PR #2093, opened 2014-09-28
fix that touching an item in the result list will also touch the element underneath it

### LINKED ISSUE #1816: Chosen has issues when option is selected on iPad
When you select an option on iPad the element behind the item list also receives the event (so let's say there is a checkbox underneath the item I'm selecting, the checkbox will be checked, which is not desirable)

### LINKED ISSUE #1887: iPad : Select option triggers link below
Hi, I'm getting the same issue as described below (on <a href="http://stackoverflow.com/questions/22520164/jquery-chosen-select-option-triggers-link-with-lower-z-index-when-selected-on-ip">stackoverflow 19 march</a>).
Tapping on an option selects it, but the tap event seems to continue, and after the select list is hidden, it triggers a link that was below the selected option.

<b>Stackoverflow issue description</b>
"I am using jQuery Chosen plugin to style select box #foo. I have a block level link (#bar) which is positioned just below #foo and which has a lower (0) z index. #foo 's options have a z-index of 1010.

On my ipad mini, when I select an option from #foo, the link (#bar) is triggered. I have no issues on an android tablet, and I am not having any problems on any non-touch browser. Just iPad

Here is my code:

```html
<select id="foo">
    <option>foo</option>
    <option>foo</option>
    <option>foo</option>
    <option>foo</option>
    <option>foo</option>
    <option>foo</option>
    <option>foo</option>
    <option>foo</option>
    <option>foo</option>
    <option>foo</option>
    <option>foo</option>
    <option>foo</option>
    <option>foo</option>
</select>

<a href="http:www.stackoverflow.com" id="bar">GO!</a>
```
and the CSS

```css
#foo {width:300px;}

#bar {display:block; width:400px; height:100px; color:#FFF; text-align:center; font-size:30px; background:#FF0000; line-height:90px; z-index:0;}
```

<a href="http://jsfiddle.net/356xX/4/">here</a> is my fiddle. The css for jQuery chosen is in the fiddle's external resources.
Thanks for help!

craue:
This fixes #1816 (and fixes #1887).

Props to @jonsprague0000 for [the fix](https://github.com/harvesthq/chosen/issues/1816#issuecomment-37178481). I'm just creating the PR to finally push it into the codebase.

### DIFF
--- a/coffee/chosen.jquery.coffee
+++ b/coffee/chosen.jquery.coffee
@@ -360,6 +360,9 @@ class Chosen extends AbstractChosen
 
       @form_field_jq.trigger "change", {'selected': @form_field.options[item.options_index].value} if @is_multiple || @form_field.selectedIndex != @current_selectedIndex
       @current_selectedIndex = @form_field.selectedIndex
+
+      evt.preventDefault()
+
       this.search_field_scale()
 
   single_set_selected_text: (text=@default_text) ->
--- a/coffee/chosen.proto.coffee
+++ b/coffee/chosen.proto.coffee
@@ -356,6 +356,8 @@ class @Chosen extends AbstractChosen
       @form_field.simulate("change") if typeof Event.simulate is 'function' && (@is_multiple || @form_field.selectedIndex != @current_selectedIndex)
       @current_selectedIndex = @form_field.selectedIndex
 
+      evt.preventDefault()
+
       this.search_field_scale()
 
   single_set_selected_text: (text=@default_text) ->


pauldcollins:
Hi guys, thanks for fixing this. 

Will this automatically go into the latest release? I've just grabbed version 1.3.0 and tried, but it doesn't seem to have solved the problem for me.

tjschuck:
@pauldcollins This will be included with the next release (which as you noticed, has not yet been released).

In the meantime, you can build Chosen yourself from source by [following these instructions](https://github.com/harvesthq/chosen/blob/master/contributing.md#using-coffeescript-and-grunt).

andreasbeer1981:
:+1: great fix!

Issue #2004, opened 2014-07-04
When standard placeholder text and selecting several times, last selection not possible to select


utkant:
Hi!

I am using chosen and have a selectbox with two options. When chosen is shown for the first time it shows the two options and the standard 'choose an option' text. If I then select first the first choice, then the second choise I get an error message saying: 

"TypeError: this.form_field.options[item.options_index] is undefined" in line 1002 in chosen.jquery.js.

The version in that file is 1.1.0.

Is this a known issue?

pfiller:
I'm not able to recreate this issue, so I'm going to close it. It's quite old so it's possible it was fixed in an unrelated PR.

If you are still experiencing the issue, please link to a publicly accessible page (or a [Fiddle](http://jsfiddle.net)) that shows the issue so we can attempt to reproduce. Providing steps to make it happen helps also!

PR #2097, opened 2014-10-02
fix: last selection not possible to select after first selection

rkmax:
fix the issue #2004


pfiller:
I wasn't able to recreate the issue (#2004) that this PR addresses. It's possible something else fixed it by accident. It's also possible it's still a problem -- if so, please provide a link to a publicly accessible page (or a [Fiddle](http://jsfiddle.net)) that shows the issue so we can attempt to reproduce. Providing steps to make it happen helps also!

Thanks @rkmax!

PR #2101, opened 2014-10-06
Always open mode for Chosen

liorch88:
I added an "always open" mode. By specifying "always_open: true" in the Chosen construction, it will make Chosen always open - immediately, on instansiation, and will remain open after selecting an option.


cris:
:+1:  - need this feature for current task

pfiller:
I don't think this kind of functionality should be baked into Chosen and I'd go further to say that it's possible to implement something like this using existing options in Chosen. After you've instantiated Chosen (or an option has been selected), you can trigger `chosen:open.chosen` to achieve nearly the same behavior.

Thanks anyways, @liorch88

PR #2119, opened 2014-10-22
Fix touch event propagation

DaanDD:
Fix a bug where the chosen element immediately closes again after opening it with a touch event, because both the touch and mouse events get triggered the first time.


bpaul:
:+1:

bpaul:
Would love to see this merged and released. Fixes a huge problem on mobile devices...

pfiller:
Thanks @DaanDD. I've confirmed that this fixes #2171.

......

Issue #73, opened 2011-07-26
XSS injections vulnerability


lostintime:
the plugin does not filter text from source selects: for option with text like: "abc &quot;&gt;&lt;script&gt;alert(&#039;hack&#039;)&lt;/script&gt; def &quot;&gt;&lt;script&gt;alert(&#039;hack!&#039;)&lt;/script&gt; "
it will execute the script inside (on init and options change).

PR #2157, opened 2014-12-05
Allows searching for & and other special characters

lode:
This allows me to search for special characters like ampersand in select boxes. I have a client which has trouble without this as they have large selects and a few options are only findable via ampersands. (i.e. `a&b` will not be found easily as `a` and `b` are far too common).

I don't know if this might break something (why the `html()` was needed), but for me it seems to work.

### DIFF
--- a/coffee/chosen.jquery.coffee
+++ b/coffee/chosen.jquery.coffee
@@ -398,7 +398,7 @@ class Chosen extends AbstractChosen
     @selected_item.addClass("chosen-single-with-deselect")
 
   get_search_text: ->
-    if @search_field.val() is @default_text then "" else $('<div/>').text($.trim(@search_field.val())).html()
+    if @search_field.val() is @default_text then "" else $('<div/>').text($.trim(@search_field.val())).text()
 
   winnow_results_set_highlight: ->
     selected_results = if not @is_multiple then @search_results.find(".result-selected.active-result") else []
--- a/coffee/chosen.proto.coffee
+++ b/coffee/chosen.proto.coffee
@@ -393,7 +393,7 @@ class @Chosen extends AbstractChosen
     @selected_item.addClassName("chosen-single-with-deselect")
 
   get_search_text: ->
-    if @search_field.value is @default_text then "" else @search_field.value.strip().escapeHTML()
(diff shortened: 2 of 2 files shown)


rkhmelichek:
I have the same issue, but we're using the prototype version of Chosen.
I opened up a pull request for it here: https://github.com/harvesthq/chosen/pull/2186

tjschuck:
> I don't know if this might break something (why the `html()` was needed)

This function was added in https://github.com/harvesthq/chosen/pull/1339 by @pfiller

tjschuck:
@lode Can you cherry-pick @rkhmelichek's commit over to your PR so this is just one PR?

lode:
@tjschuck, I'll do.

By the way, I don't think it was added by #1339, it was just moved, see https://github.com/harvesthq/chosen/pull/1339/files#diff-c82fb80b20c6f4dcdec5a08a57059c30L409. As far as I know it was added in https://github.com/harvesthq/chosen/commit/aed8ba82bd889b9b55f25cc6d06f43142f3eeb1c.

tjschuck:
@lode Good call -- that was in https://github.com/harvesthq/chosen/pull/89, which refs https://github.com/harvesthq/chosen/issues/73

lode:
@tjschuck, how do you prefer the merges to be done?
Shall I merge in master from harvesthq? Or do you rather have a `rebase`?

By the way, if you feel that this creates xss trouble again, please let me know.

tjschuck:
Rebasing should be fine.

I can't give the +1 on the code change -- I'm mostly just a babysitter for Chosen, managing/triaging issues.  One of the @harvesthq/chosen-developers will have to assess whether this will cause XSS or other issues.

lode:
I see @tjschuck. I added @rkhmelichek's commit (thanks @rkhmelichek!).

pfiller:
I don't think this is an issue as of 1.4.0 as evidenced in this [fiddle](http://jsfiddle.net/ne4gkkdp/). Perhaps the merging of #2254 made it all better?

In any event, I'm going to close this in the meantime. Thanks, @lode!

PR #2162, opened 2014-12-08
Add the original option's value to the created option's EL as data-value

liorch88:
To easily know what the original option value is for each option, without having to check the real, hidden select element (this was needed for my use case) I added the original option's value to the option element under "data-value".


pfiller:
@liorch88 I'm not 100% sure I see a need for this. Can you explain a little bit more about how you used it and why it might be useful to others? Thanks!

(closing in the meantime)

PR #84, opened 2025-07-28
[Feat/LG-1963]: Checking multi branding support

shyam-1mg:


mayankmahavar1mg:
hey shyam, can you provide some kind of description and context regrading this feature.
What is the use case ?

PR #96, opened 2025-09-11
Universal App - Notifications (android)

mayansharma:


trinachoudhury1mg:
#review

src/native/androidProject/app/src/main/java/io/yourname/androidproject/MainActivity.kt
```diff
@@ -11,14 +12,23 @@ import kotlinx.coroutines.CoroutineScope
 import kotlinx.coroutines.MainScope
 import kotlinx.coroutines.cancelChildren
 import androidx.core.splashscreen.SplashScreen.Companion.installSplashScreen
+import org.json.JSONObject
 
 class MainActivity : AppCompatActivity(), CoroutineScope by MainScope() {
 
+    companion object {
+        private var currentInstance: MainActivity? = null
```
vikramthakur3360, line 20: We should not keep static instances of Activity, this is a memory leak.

......

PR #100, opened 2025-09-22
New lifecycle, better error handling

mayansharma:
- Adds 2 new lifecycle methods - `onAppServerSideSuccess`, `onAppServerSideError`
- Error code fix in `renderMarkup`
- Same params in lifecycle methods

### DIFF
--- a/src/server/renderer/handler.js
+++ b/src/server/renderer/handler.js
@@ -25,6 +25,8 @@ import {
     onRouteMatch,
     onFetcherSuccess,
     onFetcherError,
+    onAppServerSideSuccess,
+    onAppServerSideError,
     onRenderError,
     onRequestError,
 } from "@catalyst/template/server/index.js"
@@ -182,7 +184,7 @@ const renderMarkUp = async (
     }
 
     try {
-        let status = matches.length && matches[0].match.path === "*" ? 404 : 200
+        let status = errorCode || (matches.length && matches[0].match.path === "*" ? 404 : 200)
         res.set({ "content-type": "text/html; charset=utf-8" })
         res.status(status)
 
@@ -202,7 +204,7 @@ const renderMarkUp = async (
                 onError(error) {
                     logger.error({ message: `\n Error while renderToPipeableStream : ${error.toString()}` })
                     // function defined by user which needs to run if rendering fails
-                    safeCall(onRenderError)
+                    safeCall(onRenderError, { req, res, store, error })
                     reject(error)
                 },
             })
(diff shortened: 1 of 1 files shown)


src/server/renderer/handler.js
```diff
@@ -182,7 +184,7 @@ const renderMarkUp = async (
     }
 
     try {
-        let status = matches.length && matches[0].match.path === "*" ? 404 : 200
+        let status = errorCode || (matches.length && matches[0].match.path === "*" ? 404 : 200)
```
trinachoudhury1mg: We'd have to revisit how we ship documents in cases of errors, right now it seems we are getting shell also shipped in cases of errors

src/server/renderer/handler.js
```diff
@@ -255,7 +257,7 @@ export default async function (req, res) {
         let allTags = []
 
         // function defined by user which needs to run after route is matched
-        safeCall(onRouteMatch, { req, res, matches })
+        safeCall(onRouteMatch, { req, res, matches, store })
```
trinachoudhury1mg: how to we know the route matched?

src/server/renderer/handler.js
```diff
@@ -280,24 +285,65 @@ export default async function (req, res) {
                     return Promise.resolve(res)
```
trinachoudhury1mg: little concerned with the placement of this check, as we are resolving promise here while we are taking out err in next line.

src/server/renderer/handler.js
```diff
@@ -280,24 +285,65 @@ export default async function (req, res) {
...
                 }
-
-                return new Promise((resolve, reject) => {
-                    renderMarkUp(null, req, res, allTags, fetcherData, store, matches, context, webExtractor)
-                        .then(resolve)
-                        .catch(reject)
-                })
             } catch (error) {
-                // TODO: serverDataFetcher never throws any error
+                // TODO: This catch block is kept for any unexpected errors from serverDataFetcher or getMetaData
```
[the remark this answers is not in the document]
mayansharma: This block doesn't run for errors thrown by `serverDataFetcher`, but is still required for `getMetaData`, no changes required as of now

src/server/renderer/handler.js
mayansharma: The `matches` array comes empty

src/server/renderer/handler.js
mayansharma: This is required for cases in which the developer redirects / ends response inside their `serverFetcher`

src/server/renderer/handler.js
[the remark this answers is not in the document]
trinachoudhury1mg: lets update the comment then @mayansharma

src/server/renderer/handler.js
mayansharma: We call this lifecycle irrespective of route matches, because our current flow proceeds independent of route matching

......

§ Prompt:
Look above for the line with "PR #2093, opened 2014-09-28" and the line with "Hi, I'm getting"; transcribe both and all lines in between, exactly, and nothing else.

§ Exercise answer:
PR #2093, opened 2014-09-28
fix that touching an item in the result list will also touch the element underneath it

### LINKED ISSUE #1816: Chosen has issues when option is selected on iPad
When you select an option on iPad the element behind the item list also receives the event (so let's say there is a checkbox underneath the item I'm selecting, the checkbox will be checked, which is not desirable)

### LINKED ISSUE #1887: iPad : Select option triggers link below
Hi, I'm getting the same issue as described below (on <a href="http://stackoverflow.com/questions/22520164/jquery-chosen-select-option-triggers-link-with-lower-z-index-when-selected-on-ip">stackoverflow 19 march</a>).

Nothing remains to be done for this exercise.